Separate ones of the plates 56 may be used for each of the walls involved. Alternately, on each of the end walls, a single plate may be formed to define the radially inner spherical wall 16 and the corresonding side wall 18. In such a case, a part 70 thereof may be folded over towards the flange 52. Adjacent its ends, the plate 56 defining the radially outer spherical wall may be apertured as at 72 and a groove 74 disposed in each side of the outer wall member 50. A gas seal 76 may be disposed at the interface of the elements. In such a case, it is desirable that one of the grooves E be located between the chamber 12 and the gas seal 76 so that gases heated either by compression or combustion or both, and passing along the interface, are cooled before contacting the gas seal 76. Thus, the gas seal 76 may be formed of an elastomer without particular concern for its thermal properties, since it will be adequately cooled by the presence of coolant in the groove E.

It will be observed that in the case of each of the walls, the thin cover plate 56 is supported by those portions of the corresponding wall member disposed between the grooves 54. Any suitable porting extending through the wall members 46 or 50 can be employed for the purpose of directing a coolant to the grooves 54.

FIGS. 3 and 4 illustrate a modified embodiment of the invention wherein the coolant receiving grooves are generally radially directed. For example, grooves 154 are disposed in the side walls 18 and extend radially.
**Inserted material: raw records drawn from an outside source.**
PR #21, opened 2016-07-18
Add WikiProject filtering with Select2 and the WP bubble links

MusikAnimal:
A few notes:
* WikiProjects are submitted to the server in the format `Medicine|Military History|Something` mainly to be Select2-friendly, since setting the values of the Select2 control is super buggy, so we instead use a hidden input field. Additionally this follows the standard pipe-separated titles format we see in MediaWiki
* Despite my initial testing, this still runs a little slow. We have to use regex to query for multiple WikiProjects


public_html/templates/base.html
```diff
@@ -75,25 +77,39 @@
 
 	{% block main %}
 		<section class="filters container-fluid">
-			<form>
-				<fieldset class="form-group filters-fieldset text-center">
-					{% for type, description in filterTypes %}
-						<span class="radio-inline">
+			<form id="filters-form">
+				<fieldset class="form-group filters-fieldset col-lg-6">
```
Niharika29: col-sm-6. We're using sm everywhere else to present it better on small screens. (in other places too)

Niharika29: Hmm, I'd personally prefer the filters centered. Looks a bit strange currently.

MusikAnimal: Here I don't think `lg` vs `sm` makes a difference as there are no columns, just two rows, which begs the question if we even need gird classes. I agree the left-alignment looks weird but I tried centering and it didn't look too great either. Here's a screenshot:
screen shot 2016-07-21 at 12 50 13 am
If you're cool with that I am too, maybe rope in Danny on the decision.

public_html/templates/index.html
```diff
@@ -71,7 +71,7 @@
 					<div class="row-div col-sm-3 text-center wikiproject-div">
 						{% if row.wikiprojects is not empty %}
 							{% for wp in row.wikiprojects %}
-								<span class="row-div wproject">{{ wp }}</span>
+								<a class="row-div wproject" href="#">{{ wp }}</a>
```
Niharika29: This messes up the readability of wikiprojects a bit. Let's make the bubble background lighter. #f3f2f2 or something.

public_html/templates/base.html
Niharika29: Centered looks much better! 
Here's what I see on my phone:
img_8424
I thought this was because of lg instead of sm but might not be so.

public_html/templates/index.html
MusikAnimal: We could also make the links black but keep their hover state, or even have the whole bubble change to a different colour on hover. Light gray background works too, I think I've just become so accustomed to `#d0d0d0` :)

Niharika29: Changing on hover won't work since we're trying to improve readability, people shouldn't have to hover for that. I leave the decision for this up to you. :)

public_html/templates/base.html
MusikAnimal: Your phone is huge!!!! :) I guess there actually is a grid class on the select box, but I don't think we need them at all. I'll push back some updates shortly, and also make them centered.

public_html/templates/index.html
MusikAnimal: No I meant like make the bubbles act like buttons. We could then keep the black and gray as we have it now. I suppose many won't realize they're clickable until you hover over it, though

public_html/templates/base.html
Niharika29: Heh, it isn't, GitHub insists on stretching it for some reason. :/ 
I don't think it hurts to keep the grid classes because we're using them everywhere but you're the CSS guru. :P 
Thanks! :)

public_html/templates/index.html
Niharika29: When I was working on this app in the very early stages I thought I'd color each Wikiproject bubble uniquely, so every project has an associated color and that's the color you see in the SelectJS too. I slowly realized this was not worth the amount of work behind it though.

MusikAnimal: We should look into it! Ryan already [created a palette](https://github.com/MusikAnimal/pageviews/issues/25#issuecomment-186755073) of 10 colours that are colour-blind friendly, and we have the Select2 code for it. I think it'd make the tool look really fun if the WikiProjects column looked like Fruit Loops cereal

kaldari: Yeah, I don't think it's worth separately color-coding each WikiProject. There are about 1000 different WikiProjects so I'm not going to remember what project is what color, and even if I do, it will be roughly the same color as 100 other WikiProjects.

MusikAnimal: Well I figure we'd rotate between the 10, starting from the top of the page. I guess there's the complication that if they select a WikiProject via search, it's colour would need to match that of the same WikiProject bubble on the page. But yes, this effort is totally unnecessary and not worth our while =P

src/Dao/PlagiabotDao.php
```diff
@@ -76,29 +85,44 @@ public function getPlagiarismRecords( $n = 50, $options ) {
...
+			$wikiprojectsSql = self::concat(
+				'INNER JOIN wikiprojects',
+				'ON wp_page_title = page_title'
+			);
+			$filters[] = 'wp_project RLIKE :wikiprojects';
+		}
+
 		// construct necessary SQL based on filters
 		if ( !empty( $filters ) ) {
 			$filterSql = 'WHERE ' . join( ' AND ', $filters );
```
bd808: `self::buildWhere( $filters )`

bd808:
👍 for the use of `IN` instead of `RLIKE`.

public_html/js/index.js
```diff
@@ -185,5 +194,57 @@
...
+					url: 'https://en.wikipedia.org/w/api.php',
+					dataType: 'jsonp',
+					delay: 200,
+					jsonpCallback: $.noop(), // have to provide some function or else Select2 gets angry
+					data: function( search ) {
+						return {
+							action: 'query',
+							list: 'prefixsearch',
+							format: 'json',
+							pssearch: 'Wikipedia:WikiProject ' + ( search.term || '' )
```
kaldari: We should be excluding redirects here, since some redirects that look like WikiProjects aren't, for example:
https://en.wikipedia.org/w/index.php?title=Wikipedia:WikiProject_Animals_in_The_Signpost&redirect=no
https://en.wikipedia.org/w/index.php?title=Wikipedia:WikiProject_Comics_in_The_Signpost&redirect=no

MusikAnimal: Good call!

MusikAnimal: @kaldari fixed with https://github.com/Niharika29/PlagiabotWeb/commit/fe24c106a557eddb84b73a72a38e92c91e47bb8d

PR #22, opened 2016-07-26
Show only records after June 20, 2016

MusikAnimal:
Bug: T138317


src/Dao/PlagiabotDao.php
```diff
@@ -113,6 +113,9 @@ public function getPlagiarismRecords( $n = 50, $options ) {
 			$filters[] = "wp_project IN ($bindParams)";
 		}
 
+		// show only records after June 20, 2016; See phab:T138317
+		$filters[] = "diff_timestamp > '20160620000000'";
```
kaldari: Seems strange to put quotation marks around the number here.

kaldari:
+2

PR #23, opened 2016-07-28
Include scores for each source URL

MusikAnimal:
Bug: T139209

### DIFF
--- a/src/Controllers/CopyPatrol.php
+++ b/src/Controllers/CopyPatrol.php
@@ -162,7 +162,7 @@ class CopyPatrol extends Controller {
 			$records[$key]['page_link'] = $this->getPageLink( $record['page_title'] );
 			$records[$key]['history_link'] = $this->getHistoryLink( $record['page_title'] );
 			$records[$key]['turnitin_report'] = $this->getReportLink( $record['ithenticate_id'] );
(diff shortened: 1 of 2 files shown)


src/Controllers/CopyPatrol.php
```diff
@@ -426,30 +426,29 @@ public function getUserContribs( $user ) {
...
-						$isSubstring = true;
-					}
-				}
-				if ( $isSubstring === false ) {
-					$uniqueCopyvioUrls[] = $foundUrl;
-				}
-			}
+	public function getSources( $text ) {
+		// matches '[new line] ... (digits followed by %) (digits) ... (the URL)[word break]'
+		preg_match_all( '#\n\*.*?(\d+%)\s+(\d+).*?\b(https?://[^\s()<>]+)\b#', $text, $matches );
```
MusikAnimal: Here I simplified the old regex capturing the URL. It's unclear to what `[:punct:]` does or why we need it, but from my testing the above regex appears to work. Also I'm not sure what the comments `Determine if $value is a substring of an existing url, and if so, discard it` mean. I omitted this "hack" and all seems to work fine, but I'm probably wrong... are there any examples of where we need this?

A continuation 156 of each of the grooves 154 extends into adjacency with the cover plate at the radially inner spherical wall 16. Ports 160 allow the introduction and exist of coolant as illustrated by arrows in FIG. 3.

Separate and distinct conduits are defined by grooves 162 extending across the radially outer spherical wall 14 and coolant may be introduced through a conduit 164 and removed from a similar conduit (not shown) adjacent the opposite side wall 18. Again, the portions of the wall members between the various grooves support the cover plate against collapse.

Claims

1. In a slant axis rotary mechanism including a housing defining a chamber having a radially outer spherical wall and a radially inner spherical wall interconnected by opposed, generally radially extending side walls, a shaft journalled within said housing and having an angularly offset portion within said chamber, and a rotor within said chamber and journalled on said angularly offset portion, an improved cooling system including a plurality of coolant receiving grooves in said walls, and a thin cover plate for said walls and thus said grooves and being supported against collapse by the wall portions between said grooves; said side walls being formed by side wall members separate from said outer spherical wall, gas seal means sealing the interfaces of said side wall members and said outer spherical wall, there being at least one said groove between said gas seal means and said chamber along said interface.